*** MATERIAL FOR THIS EXERCISE Section Begins ***

PR #11192, opened 2020-10-20
Add search functionality to Node Autocomplete window.

reddyashish:
### Purpose

This PR adds the search functionality to the Node Autocomplete window.
Task: https://jira.autodesk.com/browse/DYN-3136

TODO:
1) Working on the tests. 

search node autocompletion

We are caching the list of matching nodes after they are calculated for the first time and re-use them. 

As of now, we are just matching the node name with the user input. If we want to match for any other node property, we can add the necessary condition. 

### Declarations

### Reviewers

@DynamoDS/dynamo


mjkkirschner:
@reddyashish could you add info to this PR about how this works?

src/DynamoCoreWpf/ViewModels/Search/NodeAutoCompleteSearchViewModel.cs
```diff
@@ -48,6 +48,23 @@ internal void PopulateAutoCompleteCandidates()
             });
         }
 
+        internal void SearchAutoCompleteCandidates(string input)
+        {
+            if (PortViewModel == null) return;
+
+            var searchElements = GetMatchingNodes();
```
mjkkirschner, line 55: I think this has the potential to be very slow - this seems to be recalculating the matched nodes every time a user enters a new character...
I think this should be calculated only once

src/DynamoCoreWpf/ViewModels/Search/NodeAutoCompleteSearchViewModel.cs
```diff
@@ -48,6 +48,23 @@ internal void PopulateAutoCompleteCandidates()
...
+            FilteredResults = searchElements.Select(e =>
+            {
+                if (e.Name.Contains(input))
```
mjkkirschner, line 58: it also seems not to use the regular search algorithm.... that might be a good thing.

src/DynamoCoreWpf/ViewModels/Search/NodeAutoCompleteSearchViewModel.cs
reddyashish: Yes, I have changed this. Will be updating with new commits. Running into some errors with some workflows.

aparajit-pratap: Yes, I agree, the matched nodes should have already been calculated just before the autocomplete popup shows up so this looks wasteful to re-calculate the matched nodes each time you type a search character. Can we cache them and re-use that cache for search?

aparajit-pratap: Also, I think this API has been renamed to `GetMatchingSearchElements` in latest master.

src/DynamoCoreWpf/Controls/NodeAutoCompleteSearchControl.xaml.cs
```diff
@@ -67,8 +67,14 @@ private void OnSearchTextBoxTextChanged(object sender, TextChangedEventArgs e)
...
                 binding.UpdateSource();
 
-            if (ViewModel != null)
-                ViewModel.SearchCommand.Execute(null);
+            if (ViewModel != null) 
+            {
+                Dispatcher.BeginInvoke(new Action(() =>
+                {
+                    // SearchTextBox.Focus();
+                    ViewModel.SearchAutoCompleteCandidates(SearchTextBox.Text);
```
QilongTang, line 75: Would like to know the consequence of not using ViewModel command here

mjkkirschner: I'll let @reddyashish add more info - but my thought is that this means the search is a special search (as evidenced by the fact that it uses just a `string.contains` on the name of the node.

As a consequence it also means the search cannot be started from a ViewExtension.

Commands make a lot of sense for operations we want to automate via tests, or which should be apis.
Don't have a strong feeling on this one.

QilongTang: I thought whether implementing a viewcommand does not relate to which search algorithm we are using. If we do, I expect us instead of using the existing command but implement a new one dedicated for our needs with search elements already replaced for search view model so that we are not going over every searchElements in the pool but we still encounter for any search key words defined. For example, I can still search for cube to get to cuboid, etc.

I have no strong feeling about view commands but would like to validate what we missing if not using the search algorithm.

mjkkirschner: descriptions will not be searched, weights will not be used, keywords will not be used.
Theres probably more.

reddyashish: As of now, just matching the name of the node. Do we want to match the description or any other node property?

src/DynamoCoreWpf/ViewModels/Search/NodeAutoCompleteSearchViewModel.cs
reddyashish: I am not clear on this. The regular search algorithm that we use for library search of in-canvas search?

src/DynamoCoreWpf/ViewModels/Search/NodeAutoCompleteSearchViewModel.cs
```diff
@@ -51,9 +53,17 @@ private void InitializeDefaultAutoCompleteCandidates()
...
+            searchElementsCache.Clear();
+
             if (PortViewModel == null) return;
 
             var searchElements = GetMatchingSearchElements();
+
+            foreach (NodeSearchElement element in searchElements)
+            {
+                searchElementsCache.Add(element);
+            }
```
QilongTang, line 65: Instead of hard copy here, seems we can just do `searchElementsCache = GetMatchingSearchElements();` above?

src/DynamoCoreWpf/Controls/NodeAutoCompleteSearchControl.xaml.cs
QilongTang: I will review tonight again. it does seem there's gap not covered by naming comparison

src/DynamoCoreWpf/ViewModels/Search/NodeAutoCompleteSearchViewModel.cs
```diff
@@ -70,6 +80,31 @@ internal void PopulateAutoCompleteCandidates()
...
+            if (PortViewModel == null) return;
+
+            FilteredResults = searchElementsCache.AsEnumerable().Where(e =>
+                                QuerySearchElements(e, input)).Select(e =>
+                                {
+                                      var vm = new NodeSearchElementViewModel(e, this);
+                                      vm.RequestBitmapSource += SearchViewModelRequestBitmapSource;
+                                      return vm;
+                                });
+        }
```
QilongTang, line 94: I think you can return search elements here and make another function including the part to convert searchelements to FilteredResults so we have less duplicated code, what do you think?

src/DynamoCoreWpf/ViewModels/Search/NodeAutoCompleteSearchViewModel.cs
```diff
@@ -70,6 +80,31 @@ internal void PopulateAutoCompleteCandidates()
             }
         }
 
+        internal void SearchAutoCompleteCandidates(string input)
```
QilongTang, line 83: Would you add some description?

src/DynamoCoreWpf/ViewModels/Search/NodeAutoCompleteSearchViewModel.cs
```diff
@@ -70,6 +80,31 @@ internal void PopulateAutoCompleteCandidates()
...
+            FilteredResults = searchElementsCache.AsEnumerable().Where(e =>
+                                QuerySearchElements(e, input)).Select(e =>
+                                {
+                                      var vm = new NodeSearchElementViewModel(e, this);
+                                      vm.RequestBitmapSource += SearchViewModelRequestBitmapSource;
+                                      return vm;
+                                });
+        }
+
+        private bool QuerySearchElements(NodeSearchElement e, string input)
```
QilongTang, line 96: Some description would be good

QilongTang (commented):
Looking solid, would love to see some clean up and a unit test to cover the search function

src/DynamoCoreWpf/Controls/NodeAutoCompleteSearchControl.xaml.cs
QilongTang: Thinking about this more, I'm fine with this approach given we may not want to be limited to the existing search and unclear if user would like to search through description yet

src/DynamoCoreWpf/ViewModels/Search/NodeAutoCompleteSearchViewModel.cs
QilongTang: I guess I mean if there is a way to convert the duplicate code her (with line 76) to a shared function

QilongTang:
One last comment

src/DynamoCoreWpf/ViewModels/Search/NodeAutoCompleteSearchViewModel.cs
```diff
@@ -17,6 +18,7 @@ public class NodeAutoCompleteSearchViewModel : SearchViewModel
     {
 
         internal PortViewModel PortViewModel { get; set; }
+        private List<NodeSearchElement> searchElementsCache = new List<NodeSearchElement>();
```
aparajit-pratap, line 21: Do we need this initialization?

src/DynamoCoreWpf/ViewModels/Search/NodeAutoCompleteSearchViewModel.cs
```diff
@@ -51,17 +53,25 @@ private void InitializeDefaultAutoCompleteCandidates()
         
         internal void PopulateAutoCompleteCandidates()
         {
+            searchElementsCache = new List<NodeSearchElement>();
```
aparajit-pratap, line 56: I don't think we need to initialize it here as it is being assigned on line 60 anyway.

src/DynamoCoreWpf/ViewModels/Search/NodeAutoCompleteSearchViewModel.cs
```diff
@@ -51,17 +53,25 @@ private void InitializeDefaultAutoCompleteCandidates()
...
             if (PortViewModel == null) return;
 
-            var searchElements = GetMatchingSearchElements();
+            searchElementsCache = GetMatchingSearchElements().ToList();
+
             // If node match searchElements found, use default suggestions
-            if (!searchElements.Any())
+            if (!searchElementsCache.Any())
             {
+                foreach (NodeSearchElementViewModel element in DefaultResults)
```
aparajit-pratap, line 65: `searchElementsCache = DefaultResults.Select(e => e.Model);`

src/DynamoCoreWpf/ViewModels/Search/NodeAutoCompleteSearchViewModel.cs
```diff
@@ -70,6 +80,38 @@ internal void PopulateAutoCompleteCandidates()
...
+
+        /// <summary>
+        /// Returns true if the user input matches the name of the filtered node element. 
+        /// </summary>
+        /// <returns>True or false</returns>
+        private bool QuerySearchElements(NodeSearchElement e, string input) 
+        {
+            StringComparison stringComparison = StringComparison.CurrentCultureIgnoreCase;
+
+            if (e.Name.IndexOf(input, stringComparison) >= 0)
```
aparajit-pratap, line 107: `return e.Name.IndexOf(input, stringComparison) >= 0 ? true : false;`

src/DynamoCoreWpf/ViewModels/Search/NodeAutoCompleteSearchViewModel.cs
```diff
@@ -70,6 +80,38 @@ internal void PopulateAutoCompleteCandidates()
...
 
+        /// <summary>
+        /// Filters the matching node search elements based on user input in the search field. 
+        /// </summary>
+        internal void SearchAutoCompleteCandidates(string input)
+        {
+            if (PortViewModel == null) return;
+
+            FilteredResults = searchElementsCache.Where(e =>
+                                QuerySearchElements(e, input)).Select(e =>
```
aparajit-pratap, line 91: Can we not use the same search algorithm as the one used for in-canvas search?

src/DynamoCoreWpf/ViewModels/Search/NodeAutoCompleteSearchViewModel.cs
reddyashish: Since we are storing the search results in a list, when we call the PopulateAutoCompleteCandidates API, we want to clear the previous matching node elements and update it with the new list.

src/DynamoCoreWpf/ViewModels/Search/NodeAutoCompleteSearchViewModel.cs
reddyashish: This can be removed.

src/DynamoCoreWpf/ViewModels/Search/NodeAutoCompleteSearchViewModel.cs
reddyashish: For the incanvas search we use the search command on the model and search for all the nodes in the library. It doesn't search a specific list of nodes.

src/DynamoCoreWpf/ViewModels/Search/NodeAutoCompleteSearchViewModel.cs
reddyashish: Yes changing this to a shared function.

src/DynamoCoreWpf/ViewModels/Search/NodeAutoCompleteSearchViewModel.cs
aparajit-pratap: Yes, I got that but can we not use the same algorithm/methods, refactor some code, etc?

src/DynamoCoreWpf/ViewModels/Search/NodeAutoCompleteSearchViewModel.cs
aparajit-pratap: Won't the previous cache be cleared when you point this cache to a new list?

src/DynamoCoreWpf/ViewModels/Search/NodeAutoCompleteSearchViewModel.cs
QilongTang: @aparajit-pratap Can you be more specific? We are not using the same algorithm here right?

src/DynamoCoreWpf/ViewModels/Search/NodeAutoCompleteSearchViewModel.cs
reddyashish: Yes, I missed that part. Removing this initialization.

reddyashish:
@QilongTang Refactored the code and fixed the tests.

src/DynamoCoreWpf/ViewModels/Search/NodeAutoCompleteSearchViewModel.cs
reddyashish: Yes, Aparajit is asking if we could use the same algorithm to search. https://github.com/DynamoDS/Dynamo/blob/master/src/DynamoCore/Search/SearchDictionary.cs#L327

We can use it with some changes but since the list of search elements won't be that long and we are checking just the name, I kept it simple without using the weights and time. What do you guys think?

QilongTang: I think this looks good for now.

QilongTang (approved):
LGTM

QilongTang:
@reddyashish Can we merge and cherry-pick to RC2.9.0?

src/DynamoCoreWpf/ViewModels/Search/NodeAutoCompleteSearchViewModel.cs
aparajit-pratap: I think we should keep the search algorithm consistent irrespective of how many search elements there might be. I think one of @Amoursol's points of emphasis was that search is key for the node autocomplete feature. We should at least create an improvement task for this to address in the near future.

Amoursol: Indeed @aparajit-pratap - now that I'm back we will spin up a conversation around Search :) For Node Autocomplete to be as successful as we want it to be, Search also needs to be robust.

*** MATERIAL FOR THIS EXERCISE Section Ends ***

» **GOAL OF THE EXERCISE**
Retype exactly the lines of the data above, starting at its first line and finishing with the line that has "how this works?" in it.

» **RESULT FOR THIS TASK**
PR #11192, opened 2020-10-20
Add search functionality to Node Autocomplete window.

reddyashish:
### Purpose

This PR adds the search functionality to the Node Autocomplete window.
Task: https://jira.autodesk.com/browse/DYN-3136

TODO:
1) Working on the tests. 

search node autocompletion

We are caching the list of matching nodes after they are calculated for the first time and re-use them. 

As of now, we are just matching the node name with the user input. If we want to match for any other node property, we can add the necessary condition. 

### Declarations

### Reviewers

@DynamoDS/dynamo


mjkkirschner:
@reddyashish could you add info to this PR about how this works?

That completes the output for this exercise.